[Dataset entries]
--- START ---

PR #3216, opened 2024-04-23
Update documentation for `LightSource`

micahnyc:
added current types to documentation

### DIFF
--- a/src/scene/lightsource.cpp
+++ b/src/scene/lightsource.cpp
@@ -44,8 +44,9 @@ namespace {
 
     struct [[codegen::Dictionary(LightSource)]] Parameters {
         // The type of the light source that is described in this element. The available
-        // types of light sources depend on the configuration of the application and can
-        // be written to disk on application startup into the FactoryDocumentation
+        // types are 'SceneGraphLightSource' and 'CameraLightSource'. If OpenSpace was
+        // compiled manually, these types may depend on the configuration of the application
+        // and will be written to disk on application startup into the FactoryDocumentation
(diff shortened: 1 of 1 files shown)


src/scene/lightsource.cpp
```diff
@@ -44,8 +44,9 @@ namespace {
 
     struct [[codegen::Dictionary(LightSource)]] Parameters {
         // The type of the light source that is described in this element. The available
-        // types of light sources depend on the configuration of the application and can
-        // be written to disk on application startup into the FactoryDocumentation
+        // types are 'SceneGraphLightSource' and 'CameraLightSource'. If OpenSpace was
```
ylvaselling, line 47: Sorry in advance for long comment 🙏 

I'm a little hesitant to describe the types here... if we add another type later, we have to remember to manually edit this description. Also pretty much all the other categories follow the same paradigm where you specify the type, so if we put in all the types here we would also (presumably) put in all the types in the Renderable base class, the Scale base class, and so on, which will be a lot of manual maintenance. Maybe it is better to teach users about this paradigm somewhere instead of specifying the particular types of each category? Or alternatively we could generate this list in the documentation for each base class, if it is not already clear in the TOC-tree in the sidebar?

On another note, I think the "factory documentation" and the "compiling OpenSpace manually" are two phrasings that I think a new user would get a bit scared by. We don't use the word factory documentation anywhere else, except in the source code, so I think that one we could leave out entirely. As for compiling OpenSpace manually, it might be better to put that kind of information somewhere else, for example in the development section. I think most users will not be people who compile OpenSpace :)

--- END ---

## DESCRIPTION OF THE TASK
Print the records above exactly as they appear.

## SOLUTION TO THE PROBLEM
PR #3216, opened 2024-04-23
Update documentation for `LightSource`

micahnyc:
added current types to documentation

### DIFF
--- a/src/scene/lightsource.cpp
+++ b/src/scene/lightsource.cpp
@@ -44,8 +44,9 @@ namespace {
 
     struct [[codegen::Dictionary(LightSource)]] Parameters {
         // The type of the light source that is described in this element. The available
-        // types of light sources depend on the configuration of the application and can
-        // be written to disk on application startup into the FactoryDocumentation
+        // types are 'SceneGraphLightSource' and 'CameraLightSource'. If OpenSpace was
+        // compiled manually, these types may depend on the configuration of the application
+        // and will be written to disk on application startup into the FactoryDocumentation
(diff shortened: 1 of 1 files shown)


src/scene/lightsource.cpp
```diff
@@ -44,8 +44,9 @@ namespace {
 
     struct [[codegen::Dictionary(LightSource)]] Parameters {
         // The type of the light source that is described in this element. The available
-        // types of light sources depend on the configuration of the application and can
-        // be written to disk on application startup into the FactoryDocumentation
+        // types are 'SceneGraphLightSource' and 'CameraLightSource'. If OpenSpace was
```
ylvaselling, line 47: Sorry in advance for long comment 🙏 

I'm a little hesitant to describe the types here... if we add another type later, we have to remember to manually edit this description. Also pretty much all the other categories follow the same paradigm where you specify the type, so if we put in all the types here we would also (presumably) put in all the types in the Renderable base class, the Scale base class, and so on, which will be a lot of manual maintenance. Maybe it is better to teach users about this paradigm somewhere instead of specifying the particular types of each category? Or alternatively we could generate this list in the documentation for each base class, if it is not already clear in the TOC-tree in the sidebar?

On another note, I think the "factory documentation" and the "compiling OpenSpace manually" are two phrasings that I think a new user would get a bit scared by. We don't use the word factory documentation anywhere else, except in the source code, so I think that one we could leave out entirely. As for compiling OpenSpace manually, it might be better to put that kind of information somewhere else, for example in the development section. I think most users will not be people who compile OpenSpace :)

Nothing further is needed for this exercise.